● DIRECTIONS FOR THIS TASK:
Return the lines of the data below exactly. Start at the first and end with the line containing "The branch evolved".

● Stored data:

PR #1536, opened 2026-08-14
feat(data-marts): remove the Row Count column from aggregated reports

laskevych:
## What

The `Row Count` column is removed from aggregated reports entirely. Reports — and the MCP `query_data_mart` tool and the HTTP data endpoint — return only the columns the user selected.

## Why

A report should contain exactly what the user selected, and Unique Count already covers the counting need, so the Row Count concept is dead weight. (Note: Unique Count is `COUNT(DISTINCT pk)` — a replacement by purpose, counting entities, not a byte-for-byte `COUNT(*)` equivalent; per-group row counts remain reachable via an explicit **Count** aggregation on an always-filled column.)

## How

The branch evolved in two steps (kept as separate commits for reviewability):

1. **Stop auto-adding** (reviewed earlier): `shouldIncludeRowCount` became an explicit read-plan opt-in; validator un-reserved the name; UI hint removed; MCP/HTTP docs updated.
2. **Remove the concept** (new commits): the read-plan and query-option `rowCount` flags, the `COUNT(*)` rendering in every storage builder (flat, legacy and blended paths), the synthetic header, and the `ROW_COUNT_LABEL` constants (backend and the web mirror) are deleted, together with every test that exercised them — net −700 lines.

## Tests

- Backend: 66 storage/interface suites (952 tests) + services/use-cases suites (484 tests) pass after the removal; shared utils suites pass.
- Web: ReportColumnPicker + aggregation-labels suites pass (336 tests).
- Warehouse integration tests updated: no test opts into or asserts a Row Count column anymore.

## User-facing communication

One message (the changeset): the Row Count column is gone from aggregated reports; use **Count** on an always-filled column for per-group row counts, or Unique Count for unique entities.


apps/backend/src/ee/mcp/tools/query-data-mart.tool.ts
```diff
@@ -91,7 +91,7 @@ When building the query:
...
+A data mart can narrow a field's aggregations further ("only where enabled on the field") — get_data_mart_details_by_id returns each field's effective allowedAggregations; trust that over this table. Note COUNT/COUNT_DISTINCT are NOT available on number fields — to count rows per group, apply COUNT to a non-number field you already select (an id or text field). To count UNIQUE records of a JOINED data mart (e.g. "how many distinct orders per customer"), do not aggregate its id column — instead select that source's own Unique Count field like any other field; get_data_mart_details_by_id (with_joined_fields) lists it among that source's joined fields whenever one is available. Copy its "name" (e.g. "orders__unique_count"), never its human-readable "displayName". It can be selected in "fields" and ordered by in "sort" (using that same exact name), but it cannot be used in filters, slices, aggregations, or date_buckets.
```
prokopetsv: 🟡 Non-Blocker — `COUNT(field)` skips NULLs, while the removed automatic column was `COUNT(*)`. An agent following this guidance literally may pick a nullable text field and silently undercount group rows. The docs version (`report-aggregations.md`) already says “a column that is always filled” — mirror that caveat here, e.g. “apply COUNT to a non-number field that is always filled (an ID field works well)”.

apps/backend/src/data-marts/services/output-controls-validator.service.ts
```diff
@@ -506,16 +505,16 @@ export class OutputControlsValidatorService {
...
-   * synthetic `Row Count` (when aggregated), `Unique Count` (when uniqueCount) and one
-   * `<source>__unique_count` per joined source. A real
+   * synthetic `Unique Count` (when uniqueCount) and one
+   * `<source>__unique_count` per joined source. Saved reports never project `Row Count`
+   * (it is opt-in on read plans only), so it is not part of this namespace. A real
    * column whose name equals a synthetic label — or any two projected names that coincide —
    * is a duplicate alias on BigQuery / silent clobber on name-keyed readers. Uses the SAME
    * label helpers the renderer/header-generator use so this can never drift from the SELECT.
    */
   validateOutputColumnNames(
```
prokopetsv, line 514: 🟡 Non-Blocker — latent guard gap: the renderer can still emit `COUNT(*) AS "Row Count"` for an opted-in read plan, but this validator no longer reserves the name. Unreachable today (only integration tests pass `rowCount: true`), but a future caller wiring the opt-in alongside a real "Row Count" column would get a duplicate alias with no validation net. Worth a one-line comment here — or removing the now production-dead opt-in plumbing in a follow-up.

prokopetsv (commented):
## Review summary

The opt-in flip is coherent end-to-end: `shouldIncludeRowCount` is the single predicate, the header resolver mirrors it (`=== true`), the explicit opt-in SQL plumbing keeps working, and no production path passes `rowCount: true` anymore (only specs and the warehouse integration tests). Sort configs never accepted "Row Count" as a target, so no saved report can break at run time, and the save-path validator change correctly un-reserves the name. Tests were updated at every affected layer. No blockers — one finding below plus two inline 🟡 comments.

### 🟡 Non-Blocker — stale public API description

`apps/backend/src/data-marts/controllers/spec/external/http-data.api.ts:35` (not in the diff, so no inline anchor) still promises: “…and a synthetic `"Row Count"` column is appended”. That is the Swagger description of the exact endpoint this PR changes — API consumers reading OpenAPI will expect a column that never arrives. Fix: drop the clause, mirroring the `docs/api/api-client.md` edit.

prokopetsv (changes requested):
**Summary**

The opt-in `rowCount` behavior is coherent, and existing review comments were accounted for. However, the PR leaves multiple tests relying on the removed implicit behavior, including failures in the required backend CI job.

**🔴 Blocker**

- `redshift-report-reader.service.spec.ts:50,82,203` still expects `Row Count` without passing `rowCount: true`, causing three failures in `Overall test @owox/backend`. Update these cases for the new default, or explicitly opt in when testing row-count binding.

- `query-data-mart-real.integration.ts:208-232` still asserts that `QueryDataMartCommand` automatically returns `Row Count`. This will fail when the live integration suite runs. Assert that the column is absent and remove its count checks, or explicitly opt in if intentional.

**🟡 Non-Blocker**

No additional substantive findings beyond existing PR feedback.

apps/backend/src/ee/mcp/tools/query-data-mart.tool.ts
laskevych: Good catch — fixed in 8ba9aa6fe: the guidance now says to use a non-number field that is always filled (an id field works well) and spells out that COUNT skips NULLs, mirroring the docs wording. Thanks!

apps/backend/src/data-marts/services/output-controls-validator.service.ts
laskevych: Agreed there's a latent gap. Added a warning comment in 8ba9aa6fe: a caller that ever wires the rowCount opt-in into a SAVED report must add the label back into this namespace. Left the opt-in plumbing in place for now — it's what the warehouse integration tests exercise, and it's the natural seam if Row Count ever returns as an explicit toggle. Thanks!

laskevych:
Thanks for the thorough review — all findings are addressed in 8ba9aa6fe:

- **Redshift reader specs** (`redshift-report-reader.service.spec.ts`): the three name-binding cases now pass `rowCount: true` explicitly — they exercise Row Count binding, so opting in keeps their intent, consistent with the neighbouring pagination cases.
- **Live MCP integration** (`query-data-mart-real.integration.ts`): now asserts `Row Count` is absent from an aggregated query's columns and drops the per-group count checks.
- **OpenAPI description** (`http-data.api.ts`): the appended-Row-Count clause is removed — thanks for spotting it outside the diff.
- **MCP guidance**: now warns that COUNT skips NULLs and points to an always-filled field.
- **Validator**: warning comment added about re-reserving the label if the opt-in ever reaches saved reports.

Also fixed the Prettier failure (long line in `stream-http-data.service.spec.ts`). The remaining `Audit all` failure is an unrelated repo-wide advisory in a transitive dependency (`nanoid < 3.3.18`) and will be handled separately.

prokopetsv (approved):
**Approve** ✅ — re-reviewed at `8ba9aa6fe`; all outstanding findings are resolved.

- 🔴 redshift reader specs: fixed by explicit `rowCount: true` opt-ins — the right choice, since those tests exercise row-count binding and this keeps the opt-in plumbing covered. `Overall test @owox/backend` is green on this head.
- 🔴 `query-data-mart-real.integration.ts`: now asserts `Row Count` is absent; per-group count checks removed.
- 🟡 MCP tool guidance: carries the "always filled (an id field works well; COUNT skips NULLs)" caveat.
- 🟡 validator namespace: warning comment added for any future saved-report opt-in wiring.
- Stale `http-data.api.ts` OpenAPI clause removed.

The only failing check is `Audit all` — the repo-wide nanoid advisory (GHSA-2v37-7h3g-55p8), unrelated to this PR and fixed by #1539.

🔴 Blocker: none
🟡 Non-Blocker: none

laskevych:
Heads-up: the scope of this PR has grown per a team decision — Row Count is not just no longer automatic, the concept is removed entirely (Unique Count covers the counting need). The new commit (`refactor(data-marts): remove the Row Count concept entirely`) is a mechanical deletion on top of the previously reviewed state: read-plan/query-option flags, the COUNT(*) rendering in every storage builder, the synthetic header, the labels, and their tests — net −700 lines, no user-visible change beyond what the updated changeset already announces. Reviewing just the diff since your last review should be enough. The PR title/description are updated accordingly.

zapolsky (commented):

Context for both findings: **head `55131c912` has no CI run at all** (`gh api repos/OWOX/owox-data-marts/commits/55131c912/check-runs` → `total_count: 0`). The existing ✅ approve was given at `8ba9aa6fe`, i.e. before the −700-line final commit. There is no green-CI safety net for the largest commit in this PR.

apps/backend/src/data-marts/data-storage-types/utils/sql-clause-renderer.spec.ts
```diff
@@ -263,14 +244,6 @@ describe('SqlClauseRenderer', () => {
       expect(out.aliasByColumn.get('x')).toBe('"x | SUM"');
     });
```
zapolsky: **[CI break — verified]** Stray blank line left where the last `it()` of the `describe` was deleted. Prettier strips blank lines at the end of a block, so the `Prettier` CI job will go red.

**Evidence chain:**
- `sql-clause-renderer.spec.ts:245` = `    });` (closes the last surviving `it`) → `:246` = empty → `:247` = `  });` (closes the `describe`). The final commit removed `it('appends an unqualified COUNT(*) Row Count even in qualified mode', …)` here and kept the leading blank context line.
- In scope for the check: `apps/backend/package.json:45` → `format:check: prettier --check "**/*.{ts,json}" --ignore-path ../../.prettierignore`; `.prettierignore` excludes only `node_modules`/`dist`/`build`/`coverage`/`playwright-report`/`test-results`/`package-lock.json`/`.astro` — spec files are checked.
- `.github/workflows/lint-owox.yml:32-34` runs `npm run format:check` as its **own matrix job**, separate from ESLint — so a green ESLint says nothing about it.
- **Empirical proof that Prettier rejects this shape:** a repo-wide scan for a blank line immediately preceding a closing `})` across every `apps/backend/**/*.ts` and `apps/web/**/*.{ts,tsx}` file returns **exactly one hit — this one**. A tree that CI keeps Prettier-clean contains no other instance, which is why this is the artifact of the deletion rather than an accepted style.

**Why CI has not caught it:** no workflow has run on this head (0 check-runs), and the last green `Prettier` job was on `8ba9aa6fe`, before this line existed.

**Fix:** delete line 246.

*(Not run locally, per this review's no-execution rule — settled by `npm --workspace @owox/backend run format:check`, or simply by the CI run this head never got.)*

.changeset/6838-no-automatic-row-count.md
```diff
@@ -0,0 +1,7 @@
+---
+'owox': minor
+---
+
+# The "Row Count" column is removed from aggregated reports
+
+Previously, every aggregated report automatically included a `Row Count` (`COUNT(*)`) column, even though it was never selected. The column has been removed: reports — and the MCP and HTTP data endpoints — now return only the columns you selected. If you need the number of underlying rows per group, apply the **Count** aggregation to a column that is always filled (an ID column works well); to count unique entities, use a Unique Count. A column of your own named "Row Count" is also no longer rejected in aggregated reports.
```
zapolsky, line 7: **[Breaking contract change, uncommunicated — verified, adversarially confirmed]** The release note says the column is gone from "reports — and the MCP and HTTP data endpoints". It never mentions **destinations** — but `Row Count` was a persisted **Looker Studio schema field**, and existing charts bound to it now fail with an opaque HTTP 400.

**Evidence chain (every hop verified against the checked-out head, and against `origin/main` for the pre-PR state):**
1. Pre-PR the column was **opt-out, defaulted ON** — not opt-in: `origin/main:apps/backend/src/data-marts/data-storage-types/utils/report-data-headers.utils.ts:115` — `const includeRowCount = options?.rowCount ?? (options?.aggregationConfig?.length ?? 0) > 0;`. So *every* aggregated report got the header.
2. The Looker Studio path supplies `aggregationConfig` and never sets `rowCount`: `report-data-cache.service.ts:72` (`aggregationConfig: decision.aggregations ?? report.aggregationConfig ?? undefined`), so it took the default branch → header present.
3. That header list **is** the Looker Studio schema: `looker-studio-connector-api-schema.service.ts:32-40` → `getSchemaFields(...)` → `looker-studio-type-mapper.service.ts` `buildSchemaField` sets `name: header.name`, i.e. literally `"Row Count"`. Its `aggregateFunction: 'COUNT'` maps to `conceptType: METRIC` (`looker-studio-aggregation-mapper.service.ts`) — a first-class LS metric, exactly what a scorecard is built on.
4. Looker Studio persists the data-source schema client-side. This repo documents that: `docs/destinations/supported-destinations/data-studio.md` tells users to click **Refresh fields / Reconnect** after a schema change, and `data-destination-type.enum.ts:57` states "Looker Studio matches its schema fields by `SchemaField.name`". Charts therefore keep requesting the old name.
5. `looker-studio-connector-api-data.service.ts:130-132` filters requested fields against the *current* headers; `:134-136` `if (filteredHeaders.length === 0) throw new BusinessViolationException('No valid fields found in the request')`. Same path for streaming (`prepareStreamingContext`, `:303-308`).
6. `common/exceptions/base-exception.filter.ts` renders that as a **400 whose message names neither the field nor the cause**, and the run is recorded as failed in Run History.

**Trigger:** any existing Looker Studio dashboard on an aggregated Data Mart. A scorecard whose only field is `Row Count` → hard 400. A table that also uses surviving fields → **silently narrowed**: the unknown name is dropped from `filteredHeaders` and from the response schema (`:139` → `createFieldIndexMap` `:255-268`, `buildResponseSchema` `:186-194`), so a fix that only addresses the 400 leaves the silent case.

**Rollout shape worth stating in the note:** the break is staggered, not instant. `report-data-cache.service.ts:147` returns the *persisted* `dataDescription` on a cache hit, so each report keeps working until its entry expires — 5 min default, up to 12 h from the UI (`LookerStudioReportEditForm.tsx:63-75`). Reports fail in a trickle over up to half a day, which makes it harder to correlate with the deploy.

**Also unmentioned:** Google Sheets destinations structurally **delete** the column on their next run (`column-plan-builder.ts` emits `StructuralColumnOp('delete', …)`, applied via `deleteDimension` in `google-sheets-report-writer.ts`), shifting anything to its right one column left — user formulas and pivots included.

**Fix:** extend the changeset with a short "What changes in existing reports" block covering Google Sheets and Looker Studio — the sibling `.changeset/6792-joined-unique-count.md` is the in-repo precedent for exactly this (it devotes a whole section to existing-report impact). Optionally, name the unresolvable fields in the 400 (`looker-studio-connector-api-data.service.ts:135`) — cheap, LS-local, and turns an opaque error into a self-diagnosing one for this migration.

*Adversarially verified: an independent skeptic tried to refute this by looking for a pre-PR opt-in the LS path never set (the finding would have collapsed) — the flag was the opposite, an opt-out defaulted on. Aggregated LS reports are also not an exotic corner: `data-studio.md` recommends aggregating as the remedy for the 1M-row/50MB limits.*

zapolsky:

Primary notes (criticality ≥ 80), highest first — none of these block merge. Two blocked issues are inline.

- **⚠️ No CI has run on this head at all.** `gh api repos/OWOX/owox-data-marts/commits/55131c912/check-runs` → `total_count: 0`, and `gh run list --branch feat/6838-no-auto-row-count` shows the newest runs are on `8ba9aa6fe`. The ✅ approve was given at `8ba9aa6fe`, i.e. **before** the `refactor: remove the Row Count concept entirely` commit (−700 lines, 50 files). Nothing mechanical has been verified on what will actually merge. Please push an empty commit or re-run the workflows before merging — the inline Prettier blocker is precisely what a CI run would have caught for free.

- `.changeset/6838-no-automatic-row-count.md:7` + `docs/getting-started/setup-guide/report-aggregations.md:127` — **the advertised migration path is impossible for a numeric ID, and the docs page now contradicts itself.** Both texts say "apply the **Count** aggregation to a column that is always filled (an **ID column** works well)" with no type qualifier. But `field-aggregation-governance.ts:35` — `number: ['SUM','AVG','MIN','MAX','ANY_VALUE','P25','P50','P75','P95']` — omits `COUNT` from the **supported** set entirely, and `:101-116` runs any per-field `allowedAggregations` override through `intersectWithSupported`, so a Data Mart owner cannot enable it either. Every warehouse type parser normalizes numeric types into that category before storage (`bigquery-field-type.enum.ts:45-51` `INT64→INTEGER`, `snowflake-field-type.enum.ts` `NUMBER→NUMERIC`, and the Athena/Redshift/Databricks equivalents), so there is no escape hatch. The web picker never even offers the checkbox (`aggregation-governance.ts` mirror; pinned by `aggregation-governance.test.ts:120-123`). Meanwhile **line 51 of the same docs page** already states "`COUNT` / `COUNT_DISTINCT` are **not offered for numeric fields**" — 76 lines above the new advice.
  Two further reachability limits the wording hides: on **date/time** columns `COUNT` is supported but **off by default** (`:57-58`, `['MIN','MAX']`), needing a Data-Mart-level edit first; and on a **joined** Data Mart `withoutCountBesideSleevedCountDistinct` (`field-aggregation-governance.ts:127-133`) strips `COUNT` whenever `COUNT_DISTINCT` is present — which is the default for a joined string ID. So on a `date` + numeric-metrics mart there is no eligible column at all.
  **Fix:** copy the wording your own MCP prompt already gets right — `query-data-mart.tool.ts:94` correctly says "a **non-number** field … that is always filled". Suggested: *"apply the **Count** aggregation to a **non-numeric** column that is always filled (a text ID works well — Count is not available on numeric columns, and it skips NULLs, so a nullable column undercounts); to count unique entities, use a Unique Count."* Consider promoting **Unique Count** to the primary answer: with a valid PK, `COUNT(DISTINCT pk)` per group *is* that group's row count, needs no per-field opt-in, and is already in the same sentence.
  *(Skeptic note: the MCP prompt itself is correct and is **not** part of this finding — an earlier draft claimed it contradicts itself; it does not. "Canonical case" is also overstated: OWOX's own connectors declare ID fields as STRING ~129:7, for which Count is on by default. The defect is real but is documentation precision, not a functional dead end.)*

- `.changeset/6838-no-automatic-row-count.md:7` — **"Previously, *every* aggregated report automatically included a `Row Count` column" is factually wrong.** The pre-PR predicate keyed on aggregations only: `git show 957598c04~1:…/report-like-read-plan.ts` — `explicit ?? (report.aggregationConfig?.length ?? 0) > 0`. A date-bucket-only report and a Unique-Count-only report are aggregated and never had the column — the paragraph this PR deleted said so explicitly ("`Row Count` follows the aggregate functions, not the grouping"). Owners of such reports will expect a change that never comes. Suggested: *"Previously, a report that applied any aggregate function automatically included…"*.

- `.changeset/6838-no-automatic-row-count.md` — **no impact/migration section, against this repo's own convention for an output-shape change.** The immediately preceding, structurally comparable `.changeset/6792-joined-unique-count.md` devotes a full `## Some existing reports will show different numbers` section to it and even states *"Cached report data is cleared on upgrade…"*. 6838 mentions neither Google Sheets losing a column on the next run, nor Looker Studio (inline blocker), nor the cache behaviour below.

- **Cross-repo: the Google Sheets extension still advertises the removed column.** The hint was correctly deleted from `apps/web` here, but its twin ships from `OWOX/owox-data-marts-spreadsheets` and still renders `A Row Count column is included automatically in aggregated reports.` (`src/features/reports/components/ReportColumnPicker/AggregationSettingsDropdown.tsx:112-116`, gated by `showsRowCountHint = value.aggregationConfig.length > 0` at `:100`), plus a stale rationale comment at `src/features/reports/components/ReportColumnPicker/index.tsx:575-576` ("Row Count is automatic for aggregated reports and has no opt-in toggle"). Extension users will read a promise the backend no longer keeps. Worth a paired PR there and a note on release coupling. *(Verified via the GitHub API against that repo's default branch, not statically inferrable from this one.)*

- `apps/backend/src/data-marts/data-destination-types/ee/email/services/email-report-writer.ts:286-298` — **Email / Slack / Teams / Google Chat templates that name the column by hand will hard-fail the run.** `buildPreloadedMainSource` feeds the report's `dataHeaders` into a persisted, user-authored Handlebars template; `table-tag.handler.ts:155-161` resolves `columns="…"` by exact name and **throws** `TagHandlerException` on `-1`, which `email-report-writer.ts:143-144` does not catch (the `processingError` branch at `:131` covers only the read phase). The softer half: `{{value column="Row Count"}}` renders a caution block **into the delivered message** (`value-tag.handler.ts:147-151, :236`). Applies to all four EE writers (`:423`, `:453`, `:483`, and `google-chat-report-writer.ts:268`). **Question, not a claim:** I can prove the mechanism and that `columns="…"` is a first-class persistable construct (`template-tag-renderer.service.ts:57-58, :89`), but not that such templates exist in the wild — and the AI generator was never shown the column (authoring-time sources come from raw `SELECT *`, `insight-template-source-data.service.ts:127-135`), so a hand-written template is the realistic case. Worth a `SELECT` over stored templates for `Row Count`, and possibly making `filterColumns` degrade like `ValueTagHandler` rather than throw.

- `apps/backend/src/data-marts/dto/schemas/http-data-query.schema.ts` … the **`Count` replacement silently changes the report's grain**, and neither the docs nor the MCP prompt say so. `sql-clause-renderer.ts:253-256` — a column carrying a function "is an aggregated metric — never a GROUP BY key" and is not pushed to `groupByParts`. The old Row Count was purely additive; applying `Count` to a column you also wanted as a dimension removes that dimension and merges its groups. Worth one clause in `report-aggregations.md:127` and in `query-data-mart.tool.ts:94`.

- `apps/backend/src/data-marts/services/report-data-cache.service.ts:147` — **stale Looker Studio cache: harmless on four storages, a real degradation on Databricks.** The cache is keyed on report id + expiry only, carries no config/SQL fingerprint, and a hit returns the *persisted* `dataDescription` (the freshly-resolved one computed at `:285` is discarded, then overwritten at `:287`). Invalidation fires only on a config edit. On BigQuery/Snowflake/Athena/Redshift the cached headers and the cached result set are both pre-upgrade, so it is a consistent, delayed transition. On **Databricks** it is not: `databricks-report-reader.service.ts:76-85` eagerly opens a cursor on the *newly composed* SQL while `:246` restores the *old* header list, so `mapRowsToHeaders` (`:143-168`) resolves `Row Count` to `null` and logs `Column 'Row Count' not found in query results` **once per row** until the entry expires. A purge migration in the style of `1786000000000-purge-report-data-cache-for-unique-count.ts` would close it. *(Explicitly downgraded from a proposed blocker by the skeptic pass: that precedent existed because cached **numbers were wrong** — "leaving them serves wrong numbers" — whereas here no value changes. The 400 after expiry is inevitable either way; a purge makes it happen sooner, not less.)*

<details>

- `apps/backend/src/data-marts/services/blended-report-data.service.spec.ts:2356-2374` — the two surviving tests in `describe('no rowCount flag reaches buildBlendedQuery')` are now unfalsifiable and indistinguishable from each other. `:2357` reads `(context as Record<string, unknown> | undefined)?.['rowCount']`; because `context` is optional-chained, both pass even if `buildBlendedQuery` were called with **no context argument at all** (the pre-PR `toBe(true)`/`toBe(false)` assertions could not). Their two setups differ only in `aggregationConfig` non-empty vs empty, which no longer influences the result. Suggest collapsing to one and asserting on the object: `expect(context).toBeDefined(); expect(context).not.toHaveProperty('rowCount');` — the sibling at `report-sql-composer.aggregation.spec.ts:118` already uses `not.toHaveProperty`.
- `apps/backend/src/data-marts/data-storage-types/interfaces/abstract-blended-query-builder.spec.ts:2577` — the renamed test no longer demonstrates its own title. With `columns: ['channel','spend__cost']` and one sleeve metric, SELECT order and header order are now byte-identical (`abstract-blended-query-builder.ts:516` vs `report-data-headers.utils.ts:63,85`), so "so SELECT order != header order" is not exercised by anything; the surviving assertions compare the sleeve pull against the **first** select item rather than the last non-sleeve one. Either rename it to what it checks ("sleeve pulls are the last select items"), or restore divergence, e.g. `columns: ['channel','spend__cost','clicks']` + a main-side `SUM(clicks)`.
- `apps/backend/src/data-marts/data-storage-types/utils/report-data-headers.utils.ts:53` — production comment still reads "the SELECT emits only the synthetic metric / **Row Count** / Unique Count columns", inside the very function whose Row Count block this commit deleted. It documents the `metricsOnly` predicate on `:57`, so it actively misdescribes a live branch.
- `apps/backend/src/data-marts/services/report-sql-composer.service.ts:86` — "the blended path below already carries any aggregation / date-trunc / **row-count**".
- `apps/backend/src/data-marts/services/report-totals.service.ts:62` — `// Unique Count is not part of the totals summary.` is orphaned: the `rowCount: false` line it annotated is gone, so it now sits above the unrelated `queryTimeoutMs` spread. Statement still true, just detached.
- `apps/backend/test/integration/query-data-mart-real.integration.ts:25, :31-32, :208` — the file docblock still lists `Row Count = 2` / `Row Count = 1` as the expected aggregated output and calls the concept "opt-in on read plans only", while `:211` asserts `not.toContain('Row Count')`. Two generations stale: `:208` described the state at `8ba9aa6fe`, which the final commit removed. The assertions were fixed; the prose explaining them was not — and this file never runs in CI, so nothing will catch it.
- `apps/backend/src/data-marts/data-storage-types/interfaces/abstract-blended-query-builder.spec.ts:2159-2164` — orphaned comment block ("with a sleeve metric, Row Count is NOT last … Pin the order here…") now heads the unrelated `describe('Totals restricted to the groups a metric filter keeps')`. Pre-existing on `main`, but this PR is the sweep that made its content false and rewrote every neighbouring Row Count comment.
- `apps/backend/src/data-marts/services/report-sql-composer.aggregation.spec.ts:361` and `:1098` — `expect(result!.sql).not.toContain('Row Count')` is now trivially true (nothing can emit the string), while the title at `:332` still sells "NO Row Count" as a checked guarantee. Pre-PR it was the only pin on `composeTotals`' explicit opt-out. Suggest dropping both the assertions and the clause in the title.
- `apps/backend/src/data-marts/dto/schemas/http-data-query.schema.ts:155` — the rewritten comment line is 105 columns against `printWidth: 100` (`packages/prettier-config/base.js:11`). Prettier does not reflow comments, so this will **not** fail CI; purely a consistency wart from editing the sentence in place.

● EXERCISE RESULT:
PR #1536, opened 2026-08-14
feat(data-marts): remove the Row Count column from aggregated reports

laskevych:
## What

The `Row Count` column is removed from aggregated reports entirely. Reports — and the MCP `query_data_mart` tool and the HTTP data endpoint — return only the columns the user selected.

## Why

A report should contain exactly what the user selected, and Unique Count already covers the counting need, so the Row Count concept is dead weight. (Note: Unique Count is `COUNT(DISTINCT pk)` — a replacement by purpose, counting entities, not a byte-for-byte `COUNT(*)` equivalent; per-group row counts remain reachable via an explicit **Count** aggregation on an always-filled column.)

## How

The branch evolved in two steps (kept as separate commits for reviewability):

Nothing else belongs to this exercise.